DenoiseRL: 잡음 접두사 복구를 위한 추론 모델의 부트스트래핑

초록

강화 학습은 대규모 언어 모델의 추론 능력을 향상시키는 중심 패러다임이 되었지만, 기존의 대부분 방법들은 여전히 더 강력한 교사 모델이나 엄선된 어려운 데이터셋에 의존하여 확장 가능한 능력 향상에 제한이 있습니다. 본 논문에서는 약한 모델의 실패로부터 복구 지향적 최적화를 통해 외부 감독을 대체하는 강화 학습 프레임워크인 DenoiseRL을 소개합니다. 더 강력한 감독이나 정교하게 설계된 데이터에 의존하는 대신, DenoiseRL은 잘못된 추론 궤적으로부터 직접 학습하여 이를 개선 기회로 전환함으로써 훈련을 보다 확장 가능하게 하고 외부 자원에 대한 의존도를 낮춥니다. 이로 인해 더 풍부하고 다양한 학습 신호가 생성되어 불완전한 모델 행동으로부터 탐색 효율성을 향상시킵니다. 결과적으로, DenoiseRL은 값비싼 데이터 큐레이션이나 강력한 교사 모델의 필요성을 줄이면서 추론 성능과 전반적인 훈련 효율성을 향상시킵니다. 실험적으로, DenoiseRL은 경쟁적인 수학 및 일반 추론 벤치마크에서 강력한 온-정책 강화 학습 기준선을 일관되게 능가하며, 훈련 난이도가 증가함에 따라 더 강력한 자기 교정 행동을 촉진하여 대규모 언어 모델의 추론 개선을 위한 효과적이고 확장 가능한 대안적 경로를 강조합니다.

English

Reinforcement learning has become a central paradigm for advancing reasoning in large language models, yet most existing methods still depend on stronger teacher models or heavily curated difficult datasets, limiting scalable capability improvement. In this paper, we introduce DenoiseRL, a reinforcement learning framework that substitutes external supervision with recovery-oriented optimization over failures from weak models.

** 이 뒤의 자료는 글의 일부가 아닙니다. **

Issue #527, opened 2024-03-13
Library cleanup issues with OpenSSL - libp11 - yubihsm_pkcs11.so chain


pugo:
We use libp11 in a chain like the following: 

`CST - OpenSSL - libpkcs11.so - yubihsm_pkcs11.so - YubiHSM 2`

Where CST is i.MX Code Signing Tool, which is used to sign images for secure boot on NXP SOC:s. 

When stress testing our signing I saw that the PKCS11 sessions are not correctly released, which after a short while under load causes errors due to lack of free sessions. With the `yubihsm-connector` the maximum number of consecutive sessions is 16 and the default timeout for inactive sessions is 30 seconds. When running more frequent than the timeouts can cope with signing operations fail. 

I have been investigating the not released sessions, since we have a setup where signing operations can come in bursts that could potentially be hurt by the described problem. This could cause random build failures.

The results from my investigations are some smaller issues in the CST tool, but also one or two in libp11. They are described below.

_I will make a PR for the first one._

### Reference counting in p11_key.c `pkcs11_object_free()`

In the following code in `p11_key.c` the decrease of `obj->refcnt` happens before the following handling
of the `obj->evp_key`. 

```
void pkcs11_object_free(PKCS11_OBJECT_private *obj)
{
        if(!obj)
                return;

        if (pkcs11_atomic_add(&obj->refcnt, -1, &obj->lock) != 0)
                return;
        if (obj->evp_key) {
                /* When the EVP object is reference count goes to zero, 
                 * it will call this function again. */
                EVP_PKEY *pkey = obj->evp_key;
                obj->evp_key = NULL;
                EVP_PKEY_free(pkey);
                return;
        }
        pkcs11_slot_unref(obj->slot);
        X509_free(obj->x509);
        OPENSSL_free(obj->label);
        pthread_mutex_destroy(&obj->lock);
        OPENSSL_free(obj);
}
```

In the `if (obj->evp_key)` section there is a comment that states that the `pkcs11_object_free()` will
get a new call as a result of the `EVP_PKEY_free(pkey)` call. At the end of that scope it returns.

When the second call comes, as stated in the comment, the `obj->refcnt` will be decreased once more.
This means that it will likely go negative and not `0` as tested in the if-clause. This means that it will return
and the five clean-up lines at the end of the function will never be run.

_I will make a PR for the above._

### Workaround in `eng_front.c` blocks cleanup

[...]

PR #528, opened 2024-03-13
Decrement ref counter only once on key object free

pugo:
This is a suggested solution to the issue I describe in issue #527. 

By moving the decrement of `obj->refcnt` to _after_ the if-section for `obj->evp_key` the counter will not be decremented twice if `obj->evp_key` is `true` and we get another call as result of the `EVP_PKEY_free()`.

Without this patch the decrement will be done twice and the comparison with `0` will fail since the value goes negative. This means that the cleanup code at the end is never run.

As far as I can see there shouldn't be scenarios where the current behavior is wanted, but I of course do not have the big picture as clear as you have.

### DIFF
--- a/src/p11_key.c
+++ b/src/p11_key.c
@@ -185,8 +185,6 @@ void pkcs11_object_free(PKCS11_OBJECT_private *obj)
 	if(!obj)
 		return;
 
-	if (pkcs11_atomic_add(&obj->refcnt, -1, &obj->lock) != 0)
-		return;
 	if (obj->evp_key) {
 		/* When the EVP object is reference count goes to zero,
 		 * it will call this function again. */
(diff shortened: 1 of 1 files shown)


mtrojnar:
This issue was fixed in cec62fb7588dd7053c50b09913421cbd3e521c35:

```C
--- a/src/p11_key.c
+++ b/src/p11_key.c
@@ -187,14 +187,6 @@ void pkcs11_object_free(PKCS11_OBJECT_private *obj)
 
        if (pkcs11_atomic_add(&obj->refcnt, -1, &obj->lock) != 0)
                return;
-       if (obj->evp_key) {
-               /* When the EVP object is reference count goes to zero,
-                * it will call this function again. */
-               EVP_PKEY *pkey = obj->evp_key;
-               obj->evp_key = NULL;
-               EVP_PKEY_free(pkey);
-               return;
-       }
        pkcs11_slot_unref(obj->slot);
        X509_free(obj->x509);
        OPENSSL_free(obj->label);
```

PR #2248, opened 2016-12-04
Set property

obino:
This PR enables the ability to change properties set in the AppScalefile (for example verbose) at run time. At this time some of these changes won't be in effect (for example changing the flower_password would require a restart of flower, and we don't handle that yet), but the basics ones works.

We also enabled an old flag not in function: autoscale. By default is on, but if turned off, the AC won't add or remove appservers anylonger.

### DIFF
--- a/AppController/djinn.rb
+++ b/AppController/djinn.rb
@@ -3590,7 +3590,7 @@ class Djinn
         if my_node.is_zookeeper?
           configure_zookeeper(@nodes, @my_index)
           begin
-            start_zookeeper(@options['clear_datastore'].downcase == "true")
+            start_zookeeper(false)
           rescue FailedZooKeeperOperationException
             @state = "Couldn't start Zookeeper."
             HelperFunctions.log_and_crash(@state, WAIT_TO_CRASH)
@@ -3616,15 +3616,14 @@ class Djinn
 
       threads << Thread.new {
         Djinn.log_info("Starting database services.")
-        clear_datastore = @options['clear_datastore'].downcase == "true"
         db_nodes = @nodes.count{|node| node.is_db_master? or node.is_db_slave?}
         needed_nodes = needed_for_quorum(db_nodes,
                                          Integer(@options['replication']))
         if my_node.is_db_master?
-          start_db_master(clear_datastore, needed_nodes, db_nodes)
+          start_db_master(false, needed_nodes, db_nodes)
           prime_database
         else
-          start_db_slave(clear_datastore, needed_nodes, db_nodes)
+          start_db_slave(false, needed_nodes, db_nodes)
         end
       }
     end
@@ -3807,13 +3806,12 @@ class Djinn
   end
 
   def start_search_role()
-    Search.start_master(@options['clear_datastore'].downcase == "true")
+    Search.start_master(false)
   end
 
   def start_taskqueue_master()
-    clear_datastore = @options['clear_datastore'].downcase == "true"
     verbose = @options['verbose'].downcase == "true"
-    TaskQueue.start_master(clear_datastore, verbose)
+    TaskQueue.start_master(false, verbose)
     return true
   end
 
@@ -3825,9 +3823,8 @@ class Djinn
       master_ip = node.private_ip if node.is_taskqueue_master?
     }
 
-    clear_datastore = @options['clear_datastore'].downcase == "true"
     verbose = @options['verbose'].downcase == "true"
-    TaskQueue.start_slave(master_ip, clear_datastore, verbose)
+    TaskQueue.start_slave(master_ip, false, verbose)
     return true
   end
 
--- a/AppController/djinn.rb
+++ b/AppController/djinn.rb
@@ -1405,12 +1405,10 @@ class Djinn
     return BAD_SECRET_MSG unless valid_secret?(secret)
 
     properties = {}
-    instance_variables.each { |name|
-      name_without_at_sign = name[1..name.length-1]
+    @options.keys{ |key|
       begin
-        if name_without_at_sign =~ /\A#{property_regex}\Z/
-          value = instance_variable_get(name)
-          properties[name_without_at_sign] = value
+        if key =~ /\A#{property_regex}\Z/
+          properties[key] = @options[key]
         end
       rescue RegexpError
         Djinn.log_warn("get_property: got invalid regex (#{property_regex}).")
--- a/AppController/djinn.rb
+++ b/AppController/djinn.rb
@@ -458,7 +458,6 @@ class Djinn
     'controller_logs_to_dashboard' => [ TrueClass, 'False' ],
     'appengine' => [ Fixnum, '2' ],
     'autoscale' => [ TrueClass, 'True' ],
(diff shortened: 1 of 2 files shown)


obino:
OCD https://ocd.appscale.com:8080/job/Daily%20Build/2333/

obino:
OCD run https://ocd.appscale.com:8080/job/Daily%20Build/2336/

AppController/djinn.rb
```diff
@@ -938,19 +932,100 @@ def set_parameters(layout, options, secret)
...
+    @@log.level = new_level if @@log.level != new_level
+
+    # Make sure flower is running with the proper password.
+    TaskQueue.stop_flower
+    TaskQueue.start_flower(@options['flower_password']) if my_node.is_shadow?
+  end
+
+  # Validates and sets the instance variables that Djinn needs before it can
+  # begin configuring and deploying services on a given node (and if it is the
+  # first Djinn, starting up the other Djinns).
```
menivaitsi: Replace Djinn with AppController please.

AppController/djinn.rb
```diff
@@ -938,19 +932,100 @@ def set_parameters(layout, options, secret)
...
+  #
+  # Args:
+  #   layout: this is a JSON structure containing the nodes
+  #     informations (IPs, roles, instance ID etc...). These are the nodes
```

Instead of relying on stronger supervision or carefully engineered data, DenoiseRL learns directly from incorrect reasoning traces by converting them into opportunities for improvement, making training more scalable and less dependent on external resources. This yields a richer and more diverse learning signal, improving exploration efficiency from imperfect model behavior. As a result, DenoiseRL improves reasoning performance and overall training efficiency while reducing the need for expensive data curation or stronger teacher models. Empirically, DenoiseRL consistently outperforms strong on-policy RL baselines across competitive mathematical and general reasoning benchmarks and promotes stronger self-corrective behavior as training difficulty increases, highlighting an effective and scalable alternative pathway for improving reasoning in large language models.